§ **The task**
Among the entries below, take the line with "utils/getClaimStatus.tsx" and the line with "I knew there", and output them and every line between them exactly, with nothing else.

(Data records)
▽

PR #330, opened 2021-07-21
Add ability to have language-dependent urls

### LINKED ISSUE #324: Link to different pages depending on the language
### Description

The current url lookup makes an assumption that the URLs to link to are the same for all languages. This is not true. We need to display different urls for English and for Spanish.

### Acceptance Criteria

- [ ] The correct url is linked to for each language

rocketnova:
## Ticket

Resolves #324 

## Changes

- Move language-dependent urls into `common.json`
- Move url resolution logic from `getClaimStatus` to `<TransLine>`
- Update scenario content to latest content from UIB
- Move logic to determine whether the user came from UIO Mobile from the `<Home>` component to `getServerSideProps()`
- Add `userArrivedFromUioMobile` argument to many components
- Split `TransLineContent` type from `TransLineProps` type to better mirror other types in `common`
- Add `userArrivedFromUioMobile` boolean control to the Page story

## Context

This PR has a lot of changes, but they can be loosely organized into three buckets:

1. Changes to support language-dependent url resolution
2. Changes to support mobile vs non-mobile url resolution
3. Renaming types

## Testing

`yarn test`

PLUS

While #299 is not resolved, comment out the following lines, then run `yarn storybook`, and verify that the links to UIO mobile work when the toggle is set to `true`: https://github.com/cagov/ui-claim-tracker/blob/32990f892c6b84017c30af5d273fdd94410649e7/pages/index.tsx#L95-L98

PLUS

1. Run `yarn dev`
2. Load localhost:3000
3. Click "En español"
4. Make sure the links change to their `-espanol` version

### DIFF
--- a/components/ClaimSection.tsx
+++ b/components/ClaimSection.tsx
@@ -4,13 +4,20 @@ import { ScenarioContent } from '../types/common'
 
 export interface ClaimSectionProps extends ScenarioContent {
   loading: boolean
+  userArrivedFromUioMobile: boolean
 }
 
-export const ClaimSection: React.FC<ClaimSectionProps> = ({ loading = false, statusContent, detailsContent }) => {
+export const ClaimSection: React.FC<ClaimSectionProps> = ({
+  loading = false,
+  userArrivedFromUioMobile = false,
+  statusContent,
+  detailsContent,
+}) => {
   return (
     <div className="claim-section">
       <ClaimStatus
         loading={loading}
+        userArrivedFromUioMobile={userArrivedFromUioMobile}
         heading={statusContent.heading}
         summary={statusContent.summary}
         yourNextSteps={statusContent.yourNextSteps}
--- a/components/TransLine.tsx
+++ b/components/TransLine.tsx
@@ -1,7 +1,6 @@
 import { Trans, useTranslation } from 'react-i18next'
 import React from 'react'
 import { Shimmer } from './Shimmer'
-import { useRouter } from 'next/router'
 import { TransLineContent } from '../types/common'
 import getUrl from '../utils/getUrl'
 
--- a/components/TransLine.tsx
+++ b/components/TransLine.tsx
@@ -1,12 +1,31 @@
 import { Trans, useTranslation } from 'react-i18next'
 import React from 'react'
 import { Shimmer } from './Shimmer'
-import { TransLineContent } from '../types/common'
+import { I18nString, TransLineContent } from '../types/common'
 import getUrl from '../utils/getUrl'
 
 export interface TransLineProps extends TransLineContent {
   loading: boolean
   userArrivedFromUioMobile: boolean
+}
+
+/**
+ * Handle url resolution.
+ */
+function resolveUrl(link: I18nString, userArrivedFromUioMobile: boolean) {
+  // Special case for UIO homepage links.
+  if (link === 'uio-home') {
+    const uioHomeLink = userArrivedFromUioMobile ? getUrl('uio-home-url-mobile') : getUrl('uio-home-url-desktop')
+    if (uioHomeLink) {
+      // If the link is for UIO homepage, do a direct getUrl() lookup.
+      // Do not pass the looked up url through t() because t() will mangle the url.
+      return uioHomeLink
+    }
+  }
+
+  // Otherwise, use t() to lookup the correct language-dependent url.
+  const { t } = useTranslation(['common', 'claim-details', 'claim-status'])
+  return t(link)
 }
 
 export const TransLine: React.FC<TransLineProps> = ({
@@ -19,25 +38,10 @@ export const TransLine: React.FC<TransLineProps> = ({
     return <Shimmer width={120} height={15} baseColor="#B6B2B2" shimColor="#656565" borderRadius={3} />
   }
 
-  const { t } = useTranslation(['common', 'claim-details', 'claim-status'])
-
   const linkComponents: JSX.Element[] = []
   if (links && links.length > 0) {
     for (const link of links) {
-      // Special case for UIO homepage links.
-      let href = ''
-      if (link === 'uio-home') {
-        const uioHomeLink = userArrivedFromUioMobile ? getUrl('uio-home-url-mobile') : getUrl('uio-home-url-desktop')
-        if (uioHomeLink) {
-          // If the link is for UIO homepage, do a direct getUrl() lookup.
-          // Do not pass the looked up url through t() because t() will mangle the url.
-          href = uioHomeLink
-        }
-      }
-      // Otherwise, use t() to lookup the correct language-dependent url.
-      else {
-        href = t(link)
-      }
+      const href = resolveUrl(link, userArrivedFromUioMobile)
       // Disabling some linting rules for this line. The anchor <a> element will
       // be interpolated by <Trans>.
       /* eslint-disable jsx-a11y/anchor-has-content */
--- a/components/TransLine.tsx
+++ b/components/TransLine.tsx
@@ -1,4 +1,4 @@
-import { Trans } from 'react-i18next'
+import { Trans, useTranslation } from 'react-i18next'
 import React from 'react'
 import { Shimmer } from './Shimmer'
 import { TransLineProps } from '../types/common'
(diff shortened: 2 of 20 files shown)


components/TransLine.tsx
```diff
@@ -1,22 +1,50 @@
...
-    // be interporlated by <Trans>.
-    /* eslint-disable jsx-a11y/anchor-has-content */
-    /* eslint-disable react/self-closing-comp */
-    linkComponents = links.map((link) => <a href={link} key={link}></a>)
-    /* eslint-enable jsx-a11y/anchor-has-content */
-    /* eslint-enable react/self-closing-comp */
+    for (const link of links) {
+      // Special case for UIO homepage links.
+      let href = ''
+      if (link === 'uio-home') {
```
rocketnova, line 29: @lomky I'm totally open to changing this string/approach if you want. Since right now it seems like there is only one UIO url that changes based on mobile vs desktop, I made it a single special case and assumed we would refactor if/when we get more urls.

components/TransLine.tsx
```diff
@@ -1,22 +1,50 @@
...
+        const uioHomeLink = userArrivedFromUioMobile ? getUrl('uio-home-url-mobile') : getUrl('uio-home-url-desktop')
+        if (uioHomeLink) {
+          // If the link is for UIO homepage, do a direct getUrl() lookup.
+          href = uioHomeLink
```
rocketnova, line 33: Note: It's important not to pass this url through `t()` as the url gets mangled.

public/urls.json
```diff
@@ -5,14 +5,9 @@
...
   "edd-help-new-claim": "https://uio.edd.ca.gov/UIO/Pages/Public/help/index.htm#t=en-US/Public/NewClaim/UIOnlineNewClaimLandingPage.htm",
   "edd-log-in": "https://portal.edd.ca.gov/WebApp/Login?resource_url=",
   "edd-log-out": "https://portal.edd.ca.gov/WebApp/Logout",
-  "edd-ui-certify": "https://edd.ca.gov/Unemployment/certify.htm",
-  "edd-ui-claim-status": "https://www.edd.ca.gov/unemployment/claim-status.htm",
-  "edd-ui-eligibility": "https://edd.ca.gov/Unemployment/Eligibility.htm",
-  "edd-ui-reopen": "https://edd.ca.gov/Unemployment/Reopen-A-Claim.htm",
   "uio-home-url-desktop": "https://uio.edd.ca.gov/UIO/Pages/Public/ExternalUser/UIOnlineLandingPage.aspx",
   "uio-home-url-mobile": "https://uiom.edd.ca.gov/UIOM/Pages/Public/ExternalUser/UIOMobileLandingPage.aspx"
 }
```
rocketnova, line 13: @lomky I didn't end up restructuring `urls.json` in this PR because I was already making changes in so many files. I'm totally open to doing that in a future PR.

tests/components/ClaimStatus.test.tsx
```diff
@@ -18,39 +19,63 @@ function renderClaimStatusComponent(statusContent: ClaimStatusContent): string {
...
 
-function testClaimStatus(scenarioType: ScenarioType, hasCertificationWeeksAvailable: boolean): string {
+function testClaimStatus(
+  scenarioType: ScenarioType,
+  hasCertificationWeeksAvailable: boolean,
+  userArrivedFromUioMobile: boolean,
+): string {
   const scenarioContent = getScenarioContent(apiGatewayStub(scenarioType, hasCertificationWeeksAvailable))
-  return renderClaimStatusComponent(scenarioContent.statusContent)
+  return renderClaimStatusComponent(scenarioContent.statusContent, userArrivedFromUioMobile)
```
rocketnova, line 28: Note: I've added a lot of snapshots here, but I thought it didn't hurt to have extra/added coverage.

components/TransLine.tsx
kalvinwang: would it be useful to leave this as an inline comment for future readers? `...getUrl() lookup because t() mangles the url`

pages/index.tsx
```diff
@@ -97,6 +94,7 @@ export const getServerSideProps: GetServerSideProps = async ({ req, locale }) =>
   }
 
   logger.info(req)
+  logger.info(query)
```
kalvinwang, line 97: No idea what this query object looks like other than it contains `from`, but would it make sense to log it in the same call as `req` above, if that's possible? Just thinking it would be easier to read logs with combined request/queries...

components/TransLine.tsx
```diff
@@ -1,22 +1,50 @@
...
+        }
+      }
+      // Otherwise, use t() to lookup the correct language-dependent url.
+      else {
+        href = t(link)
+      }
+      // Disabling some linting rules for this line. The anchor <a> element will
+      // be interporlated by <Trans>.
```
kalvinwang, line 41: thanks for the comment! small typo, `interpolated`

utils/getClaimStatus.tsx
```diff
@@ -37,32 +36,19 @@ export function buildClaimStatusHeading(scenarioType: ScenarioType): I18nString
...
  */
-export function buildTransLineProps(json: TextOptionalLink, i18nKey: I18nString): TransLineProps {
-  return {
+export function buildTransLineContent(json: TextOptionalLink, i18nKey: I18nString): TransLineContent {
+  const props: TransLineContent = {
     i18nKey: i18nKey,
-    links: buildTransLineLinks(json.links),
   }
+
+  if (json.links) {
```
kalvinwang, line 47: so much cleaner [in this file], nice!

kalvinwang (approved):
lgtm, thank you!

public/urls.json
lomky: whenever it comes up - I'm in no rush!

components/ClaimSection.tsx
```diff
@@ -4,13 +4,20 @@ import { ScenarioContent } from '../types/common'
 
 export interface ClaimSectionProps extends ScenarioContent {
   loading: boolean
+  userArrivedFromUioMobile: boolean
 }
 
-export const ClaimSection: React.FC<ClaimSectionProps> = ({ loading = false, statusContent, detailsContent }) => {
+export const ClaimSection: React.FC<ClaimSectionProps> = ({
+  loading = false,
+  userArrivedFromUioMobile = false,
```
lomky, line 12: I FINALLY FOUND IT!

I knew there must be a way to avoid this pass-pass-pass through the components:

> Context is designed to share data that can be considered “global” for a tree of React components, such as the current authenticated user, theme, or preferred language. For example, in the code below we manually thread through a “theme” prop in order to style the Button component

[React Context](https://reactjs.org/docs/context.html)

lomky: to be clear: if we do this I suggest we do this as a follow on, not in this PR

components/TransLine.tsx
lomky: I think its fine since this is the one exception, but I might pull it out into a function to keep this function readable?

pages/index.tsx
```diff
@@ -115,12 +113,17 @@ export const getServerSideProps: GetServerSideProps = async ({ req, locale }) =>
     errorCode = 500
   }
 
+  // Note whether the user came from the main UIO website or UIO Mobile, and match
+  // that in our links back out to UIO.
+  const userArrivedFromUioMobile = query?.from === 'uiom'
```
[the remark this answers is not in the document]
lomky: oh this is way better!

tests/components/ClaimStatus.test.tsx
```diff
@@ -18,39 +19,63 @@ function renderClaimStatusComponent(statusContent: ClaimStatusContent): string {
...
 
 describe('Scenario 1', () => {
-  it('matches when there are weeks to certify', () => {
+  it('matches when there are weeks to certify, on desktop', () => {
     expect(testClaimStatus(ScenarioType.Scenario1, true)).toMatchSnapshot()
   })
-  it("matches when there aren't weeks to certify", () => {
+  it('matches when there are weeks to certify, on mobile', () => {
+    expect(testClaimStatus(ScenarioType.Scenario1, true, true)).toMatchSnapshot()
+  })
```
lomky, line 37: ooo love it

pages/index.tsx
rocketnova: This is surprisingly not straight forward. I've opened a separate ticket for it https://github.com/cagov/ui-claim-tracker/issues/332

△

§ **Written response**
utils/getClaimStatus.tsx
```diff
@@ -37,32 +36,19 @@ export function buildClaimStatusHeading(scenarioType: ScenarioType): I18nString
...
  */
-export function buildTransLineProps(json: TextOptionalLink, i18nKey: I18nString): TransLineProps {
-  return {
+export function buildTransLineContent(json: TextOptionalLink, i18nKey: I18nString): TransLineContent {
+  const props: TransLineContent = {
     i18nKey: i18nKey,
-    links: buildTransLineLinks(json.links),
   }
+
+  if (json.links) {
```
kalvinwang, line 47: so much cleaner [in this file], nice!

kalvinwang (approved):
lgtm, thank you!

public/urls.json
lomky: whenever it comes up - I'm in no rush!

components/ClaimSection.tsx
```diff
@@ -4,13 +4,20 @@ import { ScenarioContent } from '../types/common'
 
 export interface ClaimSectionProps extends ScenarioContent {
   loading: boolean
+  userArrivedFromUioMobile: boolean
 }
 
-export const ClaimSection: React.FC<ClaimSectionProps> = ({ loading = false, statusContent, detailsContent }) => {
+export const ClaimSection: React.FC<ClaimSectionProps> = ({
+  loading = false,
+  userArrivedFromUioMobile = false,
```
lomky, line 12: I FINALLY FOUND IT!

I knew there must be a way to avoid this pass-pass-pass through the components:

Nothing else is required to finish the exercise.